- Born: May 29, 1979 Toronto, Ontario, Canada
- Died: August 9, 2011 (aged 32)
- Occupations: Prostitute, sex work activist

= Wendy Babcock =

Canadian sex worker activist

Wendy Babcock (May 29, 1979 – August 9, 2011) was a Canadian activist for the rights of sex workers. Born in the city of Toronto, Babcock became a sex worker at the age of 15. From 2004 to 2007 she was a key member of Sex Professionals of Canada, an advocacy group whose main objective is to promote the rights of sex workers and the decriminalization of sex work in Canada.

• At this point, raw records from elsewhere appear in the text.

PR #15460, opened 2026-01-29
docs(MADR): 094 zone proxies new deployment model

slonka:
## Motivation

Zone proxies are becoming mesh-scoped to enable MeshIdentity and per-mesh policy support (see MADR 090). This requires revisiting the deployment tooling — how users deploy zone proxies via Helm, Konnect UI, and Terraform.

## Implementation information

MADR 094 covers deployment tooling decisions for mesh-scoped zone proxies:

- **`meshes` list** in `values.yaml` with per-mesh entries (single-mesh is one entry)
- **Per-mesh templates** render Deployment(s), Service(s), HPA, PDB, ServiceAccount per mesh
- **Per-mesh Services** for mTLS isolation (each mesh gets its own Service/LoadBalancer)
- **Namespace placement**: `kuma-system`
- **`ingress`/`egress` or `combinedProxies`** (mutually exclusive deployment options)
- **`createMesh` + `createPolicies`** for unfederated zones
- **Raw K8s spec passthrough** (`podSpec`, `resources`, `hpa`, `pdb`) — no chart changes needed for new fields
- **Additive migration** alongside existing `ingress`/`egress` keys (deprecated, removed in future major release)
- **MADR 093 relaxation** — allow multiple meshes per namespace, handle Workload collisions in controller
- **Keep `kuma.io/ingress-public-address`** as escape hatch for complex network topologies
- **Default**: `meshes: []` — explicit opt-in, no zone proxies deployed by default

Resource model (Dataplane representation, labels, tokens, workload identity) is deferred to a separate MADR.

## Supporting documentation

- docs/madr/decisions/090-zone-egress-identity.md
- docs/madr/decisions/094-zone-proxy-deployment-model.md

fix #9030


docs/madr/decisions/094-zone-proxy-deployment-model.md
```diff
@@ -0,0 +1,998 @@
...
+
+##### Recommendation for Self-Hosted
+
+**Option A** with good error messaging:
+
+1. User specifies mesh names in values.yaml
+2. Helm deploys zone proxy
+3. Zone proxy logs clear message if mesh doesn't exist:
+   ```
+   WARN: Mesh 'payments-mesh' not found. Zone proxy waiting for mesh creation.
```
lobkovilya: Discussed offline: is it printed by `kuma-dp` when bootstrap fails?

lobkovilya: And envoy probe is probably going to fail as well which is good

docs/madr/decisions/094-zone-proxy-deployment-model.md
```diff
@@ -0,0 +1,998 @@
...
+        role: both
+
+  # Optional:
+  meshes:
+    - name: default
+      mtls:
+        enabled: true
+        backends:
+          - name: builtin
+            type: builtin
```
lobkovilya: We don't have to account for mTLS anymore. We need to think what we're going to do with `skipDefaultPolicies` field

docs/madr/decisions/094-zone-proxy-deployment-model.md
```diff
@@ -0,0 +1,998 @@
...
+| Tool | Can Validate Mesh? | Strategy |
+|------|-------------------|----------|
+| **Konnect UI** | Yes (API access) | Pre-populate mesh list, validate before generating YAML |
+| **Helm (federated)** | No (offline install) | Accept names, fail gracefully at runtime with clear logs |
+| **Helm (unfederated)** | Yes (creates mesh) | Cross-reference in templates, fail at install if mismatch |
+| **Terraform** | Yes (API access) | Validate at plan/apply, encourage resource references |
+
+#### Design Decisions
+
+##### 1. Mesh Deletion Handling
```
lobkovilya: Discussed offline: probably works out of the box since zone proxy is a regular DPP and we don't allow removing the Mesh that contains online DPPs.

docs/madr/decisions/094-zone-proxy-deployment-model.md
```diff
@@ -0,0 +1,998 @@
...
+
+For Helm, we could create one release per mesh:
+```bash
+helm install zone-proxy-payments kuma/kuma-zone-proxy -f payments-values.yaml
+helm install zone-proxy-orders kuma/kuma-zone-proxy -f orders-values.yaml
+```
+
+Then cleanup is: `helm uninstall zone-proxy-payments`
+
+##### 2. Per-Mesh Services (Not Shared)
```
lobkovilya: same as we do today but per mesh https://github.com/kumahq/kuma/blob/master/deployments/charts/kuma/templates/egress-service.yaml

docs/madr/decisions/094-zone-proxy-deployment-model.md
```diff
@@ -0,0 +1,998 @@
...
+#### Namespace Placement Options
+
+##### Option A: kuma-system Namespace (Centralized)
+
+```yaml
+# All zone proxies in kuma-system
+apiVersion: apps/v1
+kind: Deployment
+metadata:
+  name: zone-proxy-payments-mesh
```
lobkovilya: are we okay with mesh name being 63 chars at max?

docs/madr/decisions/094-zone-proxy-deployment-model.md
```diff
@@ -0,0 +1,998 @@
...
+
+##### Option B: Per-Mesh Namespace
+
+```yaml
+# Zone proxy in mesh's namespace
+apiVersion: apps/v1
+kind: Deployment
+metadata:
+  name: zone-proxy
+  namespace: payments-mesh  # or payments-system
```
lobkovilya: probably can be a variable in values if user is not happy with the default being `kuma-system`

docs/madr/decisions/094-zone-proxy-deployment-model.md
```diff
@@ -0,0 +1,998 @@
...
+
+```yaml
+labels:
+  kuma.io/proxy-type: zoneproxy
+  kuma.io/ingress-enabled: "true"
+  kuma.io/egress-enabled: "true"
+```
+
+The `kuma.io/zone-proxy-role` label controls which listeners the control plane generates:
+- `both`: Generate both ingress and egress listeners (default)
```
lobkovilya: nit: `both` probably should be `all` or go with separate labels like `kuma.io/zone-egress: enabled`

docs/madr/decisions/094-zone-proxy-deployment-model.md
```diff
@@ -0,0 +1,998 @@
...
+- Advantages:
+  - Clear operational model - zone proxies are infrastructure
+  - Independent scaling and lifecycle management
+  - Familiar pattern for infrastructure operators
+  - Lower resource overhead
+  - Simpler debugging and monitoring
+- Disadvantages:
+  - Different pattern from application sidecars (minor)
+
+**Option C: Direct pod without injection**
```
lobkovilya: does it work with metrics hijacker?

docs/madr/decisions/094-zone-proxy-deployment-model.md
slonka: > Discussed offline: is it printed by kuma-dp when bootstrap fails?
yes, just like other bootstrap failures - will add more detail

docs/madr/decisions/094-zone-proxy-deployment-model.md
slonka: added notes, not sure how to handle this

bartsmykla (dismissed):

docs/madr/decisions/094-zone-proxy-deployment-model.md
```diff
@@ -0,0 +1,999 @@
...
+      role: all  # or: ingress, egress
+      replicas: 2
+    - name: orders-mesh
+      role: all
+      replicas: 1
+```
+
+Note: `meshes[]` only configures zone proxy deployment per mesh. Mesh creation (mTLS, backends, etc.) is managed separately on the Global CP.
+
+**Why this works for Konnect:**
```
lukidzi, line 180: Does it mean you need to know all meshes before even creating them? What if you create a Mesh later after the deployment?

docs/madr/decisions/094-zone-proxy-deployment-model.md
```diff
@@ -0,0 +1,999 @@
...
+  - Simpler configuration
+  - Zone proxies are infrastructure, not application workloads
+  - Targeted by the `kuma.io/proxy-type` label (e.g., `zoneegress`) or extended `proxyTypes` in targetRef
+  - The Deployment itself is the workload - no parent correlation needed
+- Disadvantages:
+  - Slight inconsistency with application sidecar pattern (acceptable)
+
+#### Recommendation
+
+**Option B: Not required** - Zone proxies should not require `kuma.io/workload` annotation.
```
lukidzi: On universal `kuma.io/workload` is used to create identity for a Dataplane. In case of egress, either we automatically add `kuma.io/workload: app-name` or we can require it to be set, since user needs to generate a token for this sidecar.

lukidzi (commented):
I think the structure of the madr is not easy to track, is it possible to change it so it's clear which options we have and which we want to go? So far I saw 4 different deployment models and each presenting different types which isn't obvious to me

docs/madr/decisions/094-zone-proxy-deployment-model.md
slonka: For konnect no, for on-prem yes (or we could have this hook option - https://github.com/kumahq/kuma/pull/15460/changes#diff-e1658531d0b23a0ad796f31bc5c31b19d0d5b092712cb84bf0d625b85bf4c771R180 )

docs/madr/decisions/094-zone-proxy-deployment-model.md
```diff
@@ -0,0 +1,1042 @@
...
+└─────────────────────────────────────────────────────────┘
+```
+
+Generates `values.yaml` with `ingress.enabled: true` / `egress.enabled: true`
+
+##### Proposed Flow
+
+**Step 1: UI Enhancement**
+
+Replace simple checkboxes with a mesh-aware configuration:
```
slonka: How to handle this flow:
1. The user creates global cp on konnect
2. They create a zone without meshes
3. They have a zone without any ingress or egress or any sidecars.
4. They create a mesh at some time in the future on the global CP
5. They restart some deployments and that makes the app pick up a DPP
(let's focus on egress for now because there is a slight chance that we're not going to touch ingress)
6. They create a MES and they can't reach it (it would be the same situation even with "global egress" - when you decide you need egress later not on zone creation). It would be nice if there was "edit zone" that would regenerate values / helm command.
7. They have to go and do `helm upgrade` with egress for "global egress" and for "mesh scoped egress" they have to do this for every mesh they create.

Side things:
1. Maybe we need a flag called "egressForAllMeshes" or something like that, but it's not possible without having a list of meshes - maybe `kumactl` could spit it out.
2. Maybe we need egress instance controller? We thought that we might convince everyone they just need one mesh but that did not happen (we already have people firm on having multiple meshes).

docs/madr/decisions/094-zone-proxy-deployment-model.md
```diff
@@ -0,0 +1,1042 @@
...
+    enabled = true
+    backend {
+      name = "builtin"
+      type = "builtin"
+    }
+  }
+}
+
+# Zone proxy explicitly depends on mesh
+resource "kuma_zone_proxy" "payments_proxy" {
```
slonka: that would be a module that underneath is a k8s deployment

or

just a k8s deployment resource that's configured the right way and documented the right way

docs/madr/decisions/094-zone-proxy-deployment-model.md
```diff
@@ -0,0 +1,1042 @@
...
+| Tool | Can Validate Mesh? | Strategy |
+|------|-------------------|----------|
+| **Konnect UI** | Yes (API access) | Pre-populate mesh list, validate before generating YAML |
+| **Helm (federated)** | No (offline install) | Accept names, fail gracefully at runtime with clear logs |
+| **Helm (unfederated)** | Yes (creates mesh) | Cross-reference in templates, fail at install if mismatch |
+| **Terraform** | Yes (API access) | Validate at plan/apply, encourage resource references |
+
+#### Design Decisions
+
+##### 1. Mesh Deletion Handling
```
slonka: If we go with controller we need to make sure we don't end up in cyclic dependencies. On DPP we need some kind of indication that it's managed by controller so we can skip it on the "online dpps check".

docs/madr/decisions/094-zone-proxy-deployment-model.md
```diff
@@ -0,0 +1,1042 @@
...
+| **Failure blast radius** | ✅ Issues isolated to single mesh |
+| **Cleanup** | ✅ `helm uninstall zp-payments` removes just that mesh |
+| **GitOps** | ⚠️ Multiple files/releases to track |
+| **Scaling** | ✅ Different resource profiles per mesh |
+
+**Best for**: Large deployments, multi-team environments, meshes with different SLAs.
+
+#### Namespace Placement Options
+
+**K8s Naming Constraint**: Kubernetes resource names (Deployments, Services) are limited to 63 characters.
```
slonka: If we go with controller then we need another resource, like MeshEgressInstance and the resources will be in that namespace. If we were to create that in one namespace (e.g. system namespace) then we need to solve for collisions.

docs/madr/decisions/094-zone-proxy-deployment-model.md
```diff
@@ -0,0 +1,1042 @@
...
+**Best for**: Teams wanting separation from CP but not full per-mesh isolation.
+
+##### Recommendation
+
+**Default to kuma-system**, make namespace configurable:
+
+```yaml
+meshes:
+  - name: payments-mesh
+    namespace: kuma-system  # default, configurable via Helm values
```
slonka: if you want labels you need to add labels here (and then anything else needs to be defined here, so it's copy pasted everything)

slonka: 1. We could have a subchart (that would have values files), current egress has a bunch of switches we could take that
2. Subchart has this nice thing that helm require namespace so that would be on helm

docs/madr/decisions/094-zone-proxy-deployment-model.md
```diff
@@ -0,0 +1,1042 @@
...
+  - name: orders-mesh
+    namespace: orders-system  # override for this mesh
+```
+
+This allows gradual migration to per-mesh namespaces without breaking existing setups.
+
+### Question 1: Unified vs Separate Zone Proxies
```
slonka: since we might not be touching ingress let's not talk about this yet, the other MADR will address this

docs/madr/decisions/094-zone-proxy-deployment-model.md
```diff
@@ -0,0 +1,1042 @@
...
+Option B is still recommended because zone proxies are infrastructure that should update with the control plane.
+The rolling update strategy provides sufficient control over the upgrade process.
+
+#### Advantages and Disadvantages
+
+**Option A: Sidecar to fake container**
+- Advantages:
+  - Consistent with application sidecar pattern
+  - Could leverage existing injection infrastructure
+  - Manual upgrade control - operator decides when to roll pods
```
slonka:
```suggestion
  - Manual upgrade control - operator decides when to roll pods
  - You don't need special `limit / resources` for egress / ingress you can just use containerpatches for regular sidecars.
```

docs/madr/decisions/094-zone-proxy-deployment-model.md
```diff
@@ -0,0 +1,1042 @@
...
+  - Familiar pattern for infrastructure operators
+  - Lower resource overhead
+  - Simpler debugging and monitoring
+  - **Prometheus metrics support**: Unified zone proxy as Dataplane uses `DefaultProxyProfile` which includes `PrometheusEndpointGenerator` (see [`pkg/xds/generator/proxy_template.go#L78-L92`](https://github.com/kumahq/kuma/blob/master/pkg/xds/generator/proxy_template.go#L78-L92)).
+    This enables Prometheus metrics scraping via the metrics hijacker.
+    Current ZoneIngress/ZoneEgress profiles don't include this generator.
+- Disadvantages:
+  - Different pattern from application sidecars (minor)
+
+**Option C: Direct pod without injection**
```
slonka: remove this

docs/madr/decisions/094-zone-proxy-deployment-model.md
```diff
@@ -0,0 +1,1042 @@
...
+```
+
+#### New Mesh-Scoped Deployment
+
+With the move to mesh-scoped zone proxies and the unified model, the deployment changes:
+
+1. Zone proxies become `Dataplane` resources with specific labels
+2. Each resource must specify a `mesh` field
+3. Deploy one zone proxy instance **per mesh** (not one per zone for all meshes)
+4. The `kuma.io/zone-proxy-role` label determines ingress/egress/all capabilities
```
slonka: let's just have the specifics of this in the other MADR

docs/madr/decisions/094-zone-proxy-deployment-model.md
```diff
@@ -0,0 +1,1042 @@
...
+3. Scale down old global-scoped proxy after verification
+4. Remove legacy ZoneIngress/ZoneEgress resources
+
+#### Tooling Updates Required
+
+- `kumactl` commands for zone proxy management
+- Documentation for Universal deployment
+- Migration guide from global to mesh-scoped
+
+### Question 4: Require kuma.io/workload Annotation
```
slonka: todo: what tokens do we use for universal for ingress / egress - we should do the same + workload

docs/madr/decisions/094-zone-proxy-deployment-model.md
```diff
@@ -0,0 +1,1042 @@
...
+
+**Auto-generated workload identity**: On Universal, `kuma.io/workload` is used to create identity for a Dataplane (required for token generation).
+For zone proxies, the workload will be auto-generated with the pattern: `zone-proxy-<mesh>-<role>`.
+Example: `zone-proxy-payments-mesh-all`.
+This enables token generation on Universal without manual configuration.
+
+Since zone proxies become mesh-scoped Dataplane resources, targeting a zone proxy for a specific mesh is straightforward: policies themselves are mesh-scoped, so a policy in `payments-mesh` automatically only applies to zone proxies in that mesh.
+The `kuma.io/zone-proxy-role` label then filters to specific roles (ingress, egress, or all) within that mesh.
+
+### Question 5: Support kuma.io/ingress-public-address
```
slonka: if we don't touch ingress then this is not a problem so let's see what's the outcome of the other madr

docs/madr/decisions/094-zone-proxy-deployment-model.md
```diff
@@ -0,0 +1,1042 @@
...
+  - Forces workarounds in complex network topologies
+
+#### Recommendation
+
+**Option A: Keep annotation support** but document it as an escape hatch:
+- Primary method: Configure Service (LoadBalancer/NodePort) correctly
+- Annotation: Use only when Service address is not accessible from other zones
+- Consider adding a deprecation warning in logs when annotation is used
+
+### Question 6: Default Helm Installation Behavior
```
slonka: product question:
- when you start global CP do you want default mesh

maybe this should be separate MADR?

this MADR show how we put stuff into values but what we put there is a different question

slonka:
Edited:

> 1. Let's have some indication on which parts of this doc are ingress or egress specific

I think that only `kuma.io/ingress-public-address` is ingress only other's are both.

> 2. Let's have a PoC of the subchart approach.

In pocs folder.

docs/madr/decisions/094-zone-proxy-deployment-model.md
lahabana: We could rework the flow to direct folks towards creating a mesh first (and create a default mesh for non konnect install).
Then in the multi mesh case I think this has to be for advanced users so I see 2 options:
1. Have a list of meshes in the helm chart with creates each deployment (there's an issue as we said that namespaces are dedicated to meshes)
2. Don't support more than 1 mesh in Helm and have folks manage zoneProxies themselves.

> They create a MES and they can't reach it (it would be the same situation even with "global egress" - when you decide you need egress later not on zone creation). It would be nice if there was "edit zone" that would regenerate values / helm command.

This we should most likely to make sure the GUI has good feedback.

> Maybe we need egress instance controller? We thought that we might convince everyone they just need one mesh but that did not happen (we already have people firm on having multiple meshes).

I'd prefer we stay away from this TBH

As a side note this becomes a lot easier if we used KO instead of Helm

docs/madr/decisions/094-zone-proxy-deployment-model.md
slonka: this is a token for zone proxy (egress, same for "ingress" just different scope):

```
{
  "Zone": "us-east",
  "Scope": [
    "egress" 
  ],
  "exp": 1772885592,
  "nbf": 1770293587,
  "iat": 1770293587,
  "jti": "2df65330-361f-4222-8f28-7c6429d41253"
}
```

docs/madr/decisions/094-zone-proxy-deployment-model.md
slonka: > As a side note this becomes a lot easier if we used KO instead of Helm

Do you mean https://github.com/Kong/kong-operator?

> We could rework the flow to direct folks towards creating a mesh first (and create a default mesh for non konnect install).

Can you elaborate on what you mean by "creating a mesh first"? For federated zones the mesh is created on Global CP and synced via KDS, so the zone Helm install can't create it. For unfederated zones, the MADR already describes Helm creating Mesh resources locally (line 264-276). Do you mean something like: always create a default mesh on zone install (even federated) and deploy a zone proxy for it, so the single-mesh case works out of the box?

> 1. Have a list of meshes in the helm chart
> 2. Don't support more than 1 mesh in Helm and have folks manage zoneProxies themselves.

Both of these are already covered:
- (1) is the `meshes[]` list used throughout the Tooling flows (line 132-139) and Helm Release Options 1-3 (lines 422-508)
- (2) would be `Option 3` (line 483) where each mesh gets its own Helm release, or just manual kubectl - the MADR doesn't currently frame it as "Helm only handles 1 mesh" explicitly though. Worth calling out as a simplification?

slonka: While chatting with Ilya - I'm adding more Qs:

> direct folks towards creating a mesh first

By this do you mean in the GUI we should have some indication after creating global that the user should create a mesh as a next step?

> default mesh

Whenever you deploy global there would be a default mesh and since there is no spec it won't cause problems for terraform.

1. What do we do with `skipMeshCreation`?  
We keep the flag.

2. What about terraform and default value for mesh parameter?
Can we set a default there? If not maybe we could have tf provider expose a var/const.

docs/madr/decisions/094-zone-proxy-deployment-model.md
```diff
@@ -0,0 +1,616 @@
...
+The mesh validator returns an error: `"unable to delete mesh, there are still some dataplanes attached"`.
+See [`pkg/core/managers/apis/mesh/mesh_validator.go#L70-L88`](https://github.com/kumahq/kuma/blob/master/pkg/core/managers/apis/mesh/mesh_validator.go#L70-L88).
+
+**Mesh-Scoped Zone Proxy Benefit**: With zone proxies represented as Dataplane resources, this protection applies automatically.
+No additional implementation is needed for mesh deletion handling - the existing safeguard covers the new deployment model.
+
+**Note**: Current ZoneIngress/ZoneEgress resources are NOT covered by this protection (they're global-scoped).
+The move to mesh-scoped Dataplanes resolves this gap.
+
+**K8s Deployment cleanup**: When a mesh is deleted (after removing its Dataplanes), the K8s Deployment for zone proxies remains.
```
lobkovilya: I think user removes Dataplanes by removing the deployment, so no additional cleanup is required

docs/madr/decisions/094-zone-proxy-deployment-model.md
```diff
@@ -0,0 +1,616 @@
...
+For single-mesh, cleanup is straightforward: `helm uninstall <release-name>`.
+
+##### 2. Per-Mesh Services (Not Shared)
+
+**Decision**: Each mesh gets its own Service/LoadBalancer.
+
+**Rationale**: With mesh-scoped zone proxies:
+- Each mesh has **different mTLS CA certificates**
+- Zone ingress must present the correct mesh's certificate
```
lobkovilya: ZI doesn't need the CA, only ZE

docs/madr/decisions/094-zone-proxy-deployment-model.md
```diff
@@ -0,0 +1,616 @@
...
+**Service naming**: Follows the existing pattern from [`deployments/charts/kuma/templates/egress-service.yaml`](https://github.com/kumahq/kuma/blob/master/deployments/charts/kuma/templates/egress-service.yaml) but with per-mesh naming: `<release>-<mesh>-zoneproxy` (e.g., `kuma-payments-mesh-zoneproxy`).
+This prevents name collisions when multiple meshes are deployed.
+
+**Name length validation**: Helm templates should validate that the combined name fits within the 63-character Kubernetes limit:
+
+```
+{{ if gt (add (len .Values.zoneProxy.mesh) (len $prefix)) 63 }} {{ fail "zone proxy service name exceeds 63 characters; use a shorter mesh name" }} {{ end }}
+```
+
+This catches the issue at install time rather than silently truncating.
```
lobkovilya: but then what's left to do for the user? we can't expect they're going to rename the mesh right?

docs/madr/decisions/094-zone-proxy-deployment-model.md
slonka:
```suggestion
```

docs/madr/decisions/094-zone-proxy-deployment-model.md
slonka:
```suggestion
```

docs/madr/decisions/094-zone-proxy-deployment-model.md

Babcock was found dead at her home on August 9, 2011, from an accidental overdose; foul play was not suspected. At the time of her death, she was at work on a memoir, to be released in 2013 to coincide with her graduation from law school.

==Work==
Babcock chaired the Bad Date Coalition of Toronto, a group that produces a monthly Bad Date Book which publishes reports of violent acts committed against sex workers, including details of the attacker. In 2007, she testified in the Ontario Superior Court in the case of R. v. Bedford, one of Alan Young's constitutional challenges to decriminalize sex work. The case was appealed to the Supreme Court of Canada in 2007.

Babcock co-initiated a partnership with Toronto Police Services to ensure sex workers can report assault without fear of persecution or prosecution, and being a member of the advisory group to the Special Victims Unit. Other projects that Babcock helped to create include Safer Stroll Outreach Project, Regent Park Community Health Centre's Sex Worker Drop In, the Health Bus Sex Workers Stop and Wen-Do safety training for sex workers.

Babcock took a leave of absence from sex work after her friend and co-worker Lien Pham was murdered on October 13, 2003. In 2002–2003 Babcock began sex worker advocacy while working for Maggie's, a peer-run organization for sex workers. From 2003 to 2010, Babcock worked at Street Health as a harm reduction worker.

In 2008, Babcock received the Inaugural Public Health Champion Award for her work with sex workers. The award recognizes an individual who has made outstanding contributions to protecting and promoting the health of Toronto's residents.

In 2009, Babcock began to pursue a J.D. degree at Osgoode Hall Law School. She joined Lover Magazine (a women's sexuality magazine) in 2011 as a writer on sex work issues.

===Films===
Babcock participated in three films: Sluts: The Documentary, the 2007 documentary Where I Stand, and the 2010 short film Every Ho I Know Says So. Babcock also appeared on television including the CBC's Connect with Mark Kelley twice, and Global TV's 16:9 The Bigger Picture. Babcock can also be seen in a video on a website for Eva's Phoenix homeless shelter, where she lived during her youth.

Babcock worked as a consultant to Kat Dennings for her role as a sex worker in the 2009 film Defendor.